BEGIN
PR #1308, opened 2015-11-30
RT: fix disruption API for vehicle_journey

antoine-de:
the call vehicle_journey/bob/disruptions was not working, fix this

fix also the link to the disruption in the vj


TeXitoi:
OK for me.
END
BEGIN
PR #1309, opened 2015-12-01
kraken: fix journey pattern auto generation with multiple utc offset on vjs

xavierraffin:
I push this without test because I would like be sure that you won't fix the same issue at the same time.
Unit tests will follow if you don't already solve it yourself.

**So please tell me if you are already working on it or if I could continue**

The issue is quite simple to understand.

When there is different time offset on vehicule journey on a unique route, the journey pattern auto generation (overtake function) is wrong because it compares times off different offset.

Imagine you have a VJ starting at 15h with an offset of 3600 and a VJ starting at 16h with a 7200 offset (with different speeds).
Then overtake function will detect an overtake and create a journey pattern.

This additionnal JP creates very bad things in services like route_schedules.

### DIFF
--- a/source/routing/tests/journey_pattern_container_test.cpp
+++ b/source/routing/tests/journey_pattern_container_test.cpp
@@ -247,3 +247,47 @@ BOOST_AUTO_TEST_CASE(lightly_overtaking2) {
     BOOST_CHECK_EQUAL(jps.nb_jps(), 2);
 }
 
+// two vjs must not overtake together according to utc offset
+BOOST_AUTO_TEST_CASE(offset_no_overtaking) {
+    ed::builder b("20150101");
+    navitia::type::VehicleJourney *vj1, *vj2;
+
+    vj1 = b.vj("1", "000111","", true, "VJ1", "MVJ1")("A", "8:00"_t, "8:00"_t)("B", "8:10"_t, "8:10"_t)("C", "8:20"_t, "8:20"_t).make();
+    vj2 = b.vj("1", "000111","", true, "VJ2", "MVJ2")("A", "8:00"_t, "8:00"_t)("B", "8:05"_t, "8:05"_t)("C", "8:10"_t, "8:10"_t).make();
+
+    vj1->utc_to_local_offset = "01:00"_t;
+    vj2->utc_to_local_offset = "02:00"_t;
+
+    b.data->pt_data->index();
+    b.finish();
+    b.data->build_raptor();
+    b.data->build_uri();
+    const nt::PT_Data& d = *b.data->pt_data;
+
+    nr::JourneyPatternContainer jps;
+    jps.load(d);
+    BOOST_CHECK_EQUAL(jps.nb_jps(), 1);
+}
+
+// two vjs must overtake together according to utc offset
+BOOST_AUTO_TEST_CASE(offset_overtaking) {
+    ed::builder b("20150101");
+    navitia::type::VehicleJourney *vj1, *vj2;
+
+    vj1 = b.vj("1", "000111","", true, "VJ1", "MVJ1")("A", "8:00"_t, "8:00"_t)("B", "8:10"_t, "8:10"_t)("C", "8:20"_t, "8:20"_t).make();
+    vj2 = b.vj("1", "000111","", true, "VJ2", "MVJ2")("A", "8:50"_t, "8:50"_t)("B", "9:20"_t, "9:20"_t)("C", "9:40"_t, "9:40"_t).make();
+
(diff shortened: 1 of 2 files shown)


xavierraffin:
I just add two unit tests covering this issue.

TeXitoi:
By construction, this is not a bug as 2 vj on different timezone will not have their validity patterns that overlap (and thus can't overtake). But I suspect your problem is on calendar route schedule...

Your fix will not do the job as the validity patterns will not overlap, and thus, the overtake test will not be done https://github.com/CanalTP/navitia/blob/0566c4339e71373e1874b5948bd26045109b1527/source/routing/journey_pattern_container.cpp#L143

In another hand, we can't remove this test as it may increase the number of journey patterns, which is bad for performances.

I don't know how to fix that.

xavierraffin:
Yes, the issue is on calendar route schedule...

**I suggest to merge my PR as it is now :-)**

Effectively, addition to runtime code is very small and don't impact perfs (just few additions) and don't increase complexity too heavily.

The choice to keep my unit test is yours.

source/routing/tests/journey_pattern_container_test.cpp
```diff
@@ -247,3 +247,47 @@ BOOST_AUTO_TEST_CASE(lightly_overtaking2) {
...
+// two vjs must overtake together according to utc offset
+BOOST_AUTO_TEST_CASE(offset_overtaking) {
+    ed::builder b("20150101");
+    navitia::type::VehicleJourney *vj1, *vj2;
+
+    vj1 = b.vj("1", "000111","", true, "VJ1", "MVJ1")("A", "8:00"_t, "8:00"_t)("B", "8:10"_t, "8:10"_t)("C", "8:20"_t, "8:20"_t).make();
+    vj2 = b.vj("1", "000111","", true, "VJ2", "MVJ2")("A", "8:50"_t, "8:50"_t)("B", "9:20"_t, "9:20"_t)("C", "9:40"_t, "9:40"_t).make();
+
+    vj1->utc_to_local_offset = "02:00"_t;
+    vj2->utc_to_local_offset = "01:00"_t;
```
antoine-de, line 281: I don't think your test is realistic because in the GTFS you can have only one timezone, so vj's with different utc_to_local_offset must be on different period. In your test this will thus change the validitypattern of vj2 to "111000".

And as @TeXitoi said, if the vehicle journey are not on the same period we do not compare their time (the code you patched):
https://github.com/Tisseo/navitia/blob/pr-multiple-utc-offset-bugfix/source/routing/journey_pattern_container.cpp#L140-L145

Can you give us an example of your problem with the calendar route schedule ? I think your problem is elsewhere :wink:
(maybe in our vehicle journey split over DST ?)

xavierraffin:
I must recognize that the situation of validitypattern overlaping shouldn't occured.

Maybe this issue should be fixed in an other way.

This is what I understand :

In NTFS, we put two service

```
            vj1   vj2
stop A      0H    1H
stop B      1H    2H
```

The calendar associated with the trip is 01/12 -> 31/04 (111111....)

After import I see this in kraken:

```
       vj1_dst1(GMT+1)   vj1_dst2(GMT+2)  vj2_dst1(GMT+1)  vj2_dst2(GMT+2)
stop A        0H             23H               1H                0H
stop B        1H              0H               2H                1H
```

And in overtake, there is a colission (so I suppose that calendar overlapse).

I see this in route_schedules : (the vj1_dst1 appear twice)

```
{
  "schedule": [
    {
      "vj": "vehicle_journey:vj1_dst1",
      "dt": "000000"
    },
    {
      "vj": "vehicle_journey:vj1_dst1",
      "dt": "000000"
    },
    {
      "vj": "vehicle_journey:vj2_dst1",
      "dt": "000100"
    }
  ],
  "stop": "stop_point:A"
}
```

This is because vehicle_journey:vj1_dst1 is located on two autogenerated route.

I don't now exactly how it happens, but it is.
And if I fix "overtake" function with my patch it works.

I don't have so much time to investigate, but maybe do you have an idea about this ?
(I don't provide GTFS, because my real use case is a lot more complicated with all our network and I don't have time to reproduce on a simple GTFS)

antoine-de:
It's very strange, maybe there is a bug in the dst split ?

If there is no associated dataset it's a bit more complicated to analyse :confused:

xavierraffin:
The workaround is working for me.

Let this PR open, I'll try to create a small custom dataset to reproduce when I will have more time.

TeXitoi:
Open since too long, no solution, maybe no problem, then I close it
END
Requirement: In how many lines of the records does the word "like" appear? Give the number alone.

Solution for this task: 2